Nilknarf News

Natterings, Notions
and
Notes

Saturday, April 05, 2003 15:50

What I want for my birthday. Yeah, it's almost a year away, start saving your pennies *NOW*!

Batchin' it now.

Gonna watch the KU game at 17:00 or so, then probably go to bed right after that. I was wakened early this morning, and I got up at 07:59 or something ridiculous like that.

And I was up *way* too late last night, on the web, reading stuff. Y'know, there is an awfully lot of *stuff* out there. Most of it is at least mildly interesting.

Anyhoo, Karen left at 09:00, and then Lacee and Patrick proceeded to drive me crazy.

Their KC grandpa got here at 13:45 or so, and took them away, and then Rowena, Karen's cousin from Manhattan, got here about ten minutes later. Rowena and her boyfriend winter in Texas, and it's always a pleasure to see her, even though she was obviously disappointed to find out that Karen was not here. She's back up for the spring, before traveling further north for the summer (probably Michigan, she says).

Anyhoo... I'm just waiting to watch the Final Four, and I'm pretty excited. KU stands a good chance of winning it all this year, but it's gonna be a matter of luck... all four teams are excellent, but they all can have "off" days, so KU's got a 50-50 chance, right?
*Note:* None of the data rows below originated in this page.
PR #1786, opened 2025-01-28
[Incremental Builds][Explicit Module Builds] Switch to using incremental dependency scanning

artemcm:
For Explicit Module Builds, have the driver configure the dependency scanner invocation to serialize its internal scanner cache state after a scan, and attempt to deserialize a prior build's scanner cache state, and validate its contents for an incremental re-scan.

Using functionality implemented in: https://github.com/swiftlang/swift/pull/78962

### DIFF
--- a/Sources/SwiftDriver/Execution/DriverExecutor.swift
+++ b/Sources/SwiftDriver/Execution/DriverExecutor.swift
@@ -61,22 +61,27 @@ public struct DriverExecutorWorkload {
   }
 
   public let kind: Kind
-  public let interModuleDependencyGraph: InterModuleDependencyGraph?
+
+  @available(*, deprecated, message: "use of 'interModuleDependencyGraph' on 'DriverExecutorWorkload' is deprecated")
+  public let interModuleDependencyGraph: InterModuleDependencyGraph? = nil
 
   public init(_ allJobs: [Job],
               _ incrementalCompilationState: IncrementalCompilationState?,
-              _ interModuleDependencyGraph: InterModuleDependencyGraph?,
               continueBuildingAfterErrors: Bool) {
     self.continueBuildingAfterErrors = continueBuildingAfterErrors
     self.kind = incrementalCompilationState
       .map {.incremental($0)}
       ?? .all(allJobs)
-    self.interModuleDependencyGraph = interModuleDependencyGraph
   }
 
+  static public func all(_ jobs: [Job]) -> Self {
+    .init(jobs, nil, continueBuildingAfterErrors: false)
+  }
+
+  @available(*, deprecated, message: "use all(_ jobs: [Job]) instead")
   static public func all(_ jobs: [Job],
-                         _ interModuleDependencyGraph: InterModuleDependencyGraph? = nil) -> Self {
-    .init(jobs, nil, interModuleDependencyGraph, continueBuildingAfterErrors: false)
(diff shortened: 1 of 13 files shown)


nkcsgexi:
@swift-ci please test

artemcm:
I think this PR will need the compiler change to land in a nightly snapshot first, in order to pass the tests.

Sources/SwiftDriver/IncrementalCompilation/FirstWaveComputer.swift
```diff
@@ -131,7 +128,9 @@ extension IncrementalCompilationState.FirstWaveComputer {
     // In the case where there are no compilation jobs to run on this build (no source-files were changed),
     // we can skip running `beforeCompiles` jobs if we also ensure that none of the `afterCompiles` jobs
     // have any dependencies on them.
+    // ACTODO: If the beforeCompiles contains modules, invalidate all sources
```
owenv, line 131: I think this TODO, needs to be addressed before merging, right?

cachemeifyoucan:
> I think this PR will need the compiler change to land in a nightly snapshot first, in order to pass the tests.

Shouldn't swift-driver tests work with/without swift compiler changes? It needs to handle both cases otherwise it is going to be a trouble for standalone development.

Sources/SwiftDriver/IncrementalCompilation/FirstWaveComputer.swift
artemcm: This comment was stale. I am now convinced that in a scenario where `beforeCompiles` contains modules, the existing cross-module incremental machinery is guaranteed to have also, based on stale module dependencies, invalidated he appropriate source-files, and we will have required source compiles as well. Which means we do not need a further mechanism here.

artemcm:
@swift-ci test

artemcm:
> Shouldn't swift-driver tests work with/without swift compiler changes? It needs to handle both cases otherwise it is going to be a trouble for standalone development.

We often evolve the drive in-sync with the compiler and make inter-dependent changes between the two. The driver is tested against the current development snapshot compiler, and maintaining **test** compatibility with much older toolchains would be a large burden here that is not worthwhile, in my opinion. Standalone development works quite well with the same snapshot toolchains as are used in CI here.

artemcm:
@swift-ci test

artemcm:

Sources/SwiftDriver/Execution/DriverExecutor.swift
```diff
@@ -61,22 +61,18 @@ public struct DriverExecutorWorkload {
   }
 
   public let kind: Kind
-  public let interModuleDependencyGraph: InterModuleDependencyGraph?
 
   public init(_ allJobs: [Job],
```
cachemeifyoucan, line 65: Do we need to deprecate when we change public APIs? I don't see `swift-build` is affected by this change but I am not sure if there are other uses.
Same for `.all()`.

cachemeifyoucan (approved):
LGTM function wise.

artemcm:
@swift-ci test

Sources/SwiftDriver/Execution/DriverExecutor.swift
artemcm: Thank you for catching this. Brought back the deleted interface with deprecation warnings.

artemcm:

PR #1800, opened 2025-02-12
[Test] Allow for diagnostic verifier to expect an alternative diagnostic

artemcm:
And fix 'testTraceDependency' where we can have two possibilities for the emitted note.


artemcm:
@swift-ci test

etcwilde (approved):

One of their main guys has to have an excellent game to give them the 50%, and if both Heinrich and Collison are on, there's no contest.

I know, it's not often that I'm excited about sports, and dammit, I wish that Karen and Kim were here, but Kim'll be at the game ( watch for her on National TV!) and Karen is in Parsons.
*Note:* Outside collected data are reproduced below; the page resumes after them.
PR #1801, opened 2025-02-12
Exclude `swift-autolink-extractor` no-op job for embedded Wasm

MaxDesiatov:
This driver job has no effect (all autolinking sections are empty when building in this mode) and is actually prone to failure when Wasm reference types are used:

```
error: autolink-extract command failed with exit code 1 (use -v to see invocation)
.build/wasm32-unknown-none-wasm/release/externref.build/externref.c.o' (invalid data relocation: table)
```

### DIFF
--- a/Sources/SwiftDriver/Jobs/AutolinkExtractJob.swift
+++ b/Sources/SwiftDriver/Jobs/AutolinkExtractJob.swift
@@ -19,7 +19,7 @@ import struct TSCBasic.RelativePath
 extension Driver {
   /*@_spi(Testing)*/ public var isAutolinkExtractJobNeeded: Bool {
       switch targetTriple.objectFormat {
-      case .wasm where targetTriple.os != .noneOS:
+      case .wasm where !parsedOptions.isEmbeddedEnabled:
           fallthrough
 
       case .elf:
--- a/Sources/SwiftDriver/Jobs/AutolinkExtractJob.swift
+++ b/Sources/SwiftDriver/Jobs/AutolinkExtractJob.swift
@@ -18,16 +18,18 @@ import struct TSCBasic.RelativePath
 // FIXME: Also handle Cygwin and MinGW
 extension Driver {
   /*@_spi(Testing)*/ public var isAutolinkExtractJobNeeded: Bool {
+    mutating get {
       switch targetTriple.objectFormat {
       case .wasm where !parsedOptions.isEmbeddedEnabled:
-          fallthrough
+        fallthrough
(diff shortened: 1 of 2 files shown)


MaxDesiatov:
@swift-ci test

artemcm (approved):

kateinoigakukun (dismissed):
Is this issue only for Embedded mode? I guess it could happen with WASI targets as well, isn't it?

MaxDesiatov:
@swift-ci test windows

MaxDesiatov:
> Is this issue only for Embedded mode? I guess it could happen with WASI targets as well, isn't it?

Right, WASI is not impacted by this PR though. The issue might happen, but I suggest we fix it in `swift-autolink-extractor` itself, since WASI does need that utility. I assume it uses autolinking mechanisms when linking core libraries?

This PR can unblock experiments with reference types in embedded Wasm at least. If we ever need libraries support in embedded Wasm, we can revert this PR later.

kateinoigakukun:
Okay, it makes sense to skip the autolink-extract step for Embedded mode anyway. Could you use the Embedded feature flag instead of target OS to make the decision?
I'm working with Emscripten recently and OS == .wasi doesn't work for the case.

MaxDesiatov:
@swift-ci test

MaxDesiatov:
@swift-ci test windows

Sources/SwiftDriver/Jobs/AutolinkExtractJob.swift
```diff
@@ -18,8 +18,16 @@ import struct TSCBasic.RelativePath
 // FIXME: Also handle Cygwin and MinGW
 extension Driver {
   /*@_spi(Testing)*/ public var isAutolinkExtractJobNeeded: Bool {
-    [.elf, .wasm].contains(targetTriple.objectFormat) && lto == nil &&
-    linkerOutputType != nil
+      switch targetTriple.objectFormat {
+      case .wasm where targetTriple.os != .noneOS:
```
kateinoigakukun, line 22:
```suggestion
      case .wasm where !parsedOptions.isEmbeddedEnabled:
```

MaxDesiatov:
@swift-ci test

MaxDesiatov:
@swift-ci test windows

kateinoigakukun (approved):

MaxDesiatov:
@swift-ci test

MaxDesiatov:
@swift-ci test windows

And it's about time for the pre-game stuff, so I'll go away for a while and watch the game, then I'll be back....

But before I go, I need to note that, yes, the Three-way-action portal entry has increased my hits. This leaves me with a problem, of course: will these people come back? Do they like my writing? do they like....*ME*?
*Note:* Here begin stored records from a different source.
PR #1804, opened 2025-02-14
SwiftDriver: enable `-sanitize=` on Windows selectively

compnerd:
ASAN, UBSAN are available on Windows while TSAN is not. The toolchain has started building the runtimes and will be distributing them with the toolchain builds. This change enables the support in the driver for the santizers on Windows.


compnerd:
@swift-ci please test

artemcm (approved):

artemcm:
The "new" style seems like the way to go, especially since even `clang` logic prefers it. Let's go with it here, and then also consider if we should move other platforms to this layout.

In one way, of course, this is why I joined the portal. In another way, I'm really ashamed that I am so shameless that I would advertise my presence.

But the *real* question is, will they come back? Am I worth a second look?

Will my readership increase?

And... do I want that to happen?

Just off of the top of my head, I would guess that one out of every hundred people that visit my site come back. That's not a really good percentage.

Well, shit. I'm not really getting much of a spike here. Maybe 'cause of my lame synopses? Like I said yesterday, I don't write titles well. And then I start thinking, maybe I don't really write *anything* well? And that's why people don't come back?

Brings me back to my high school days, when I actually worried about such stuff. Popularity.

Luckily, I don't really give a shit any more. The people who like me, like me for what I am. And the people who read me, read me for what I write. I can't pretend, I never could pretend.

O'yeah, Lacee gave me an easter fingernail, but it came off, dammit.

17:25...
Damned good game, so far.

17:58...
Day-um! KU is kicking ass so good!

18:26...
The first break of the second half... man, I have never been so vocal in a basketball game, just sitting here by myself yelling myself hoarse. They are just so damned *GREAT*!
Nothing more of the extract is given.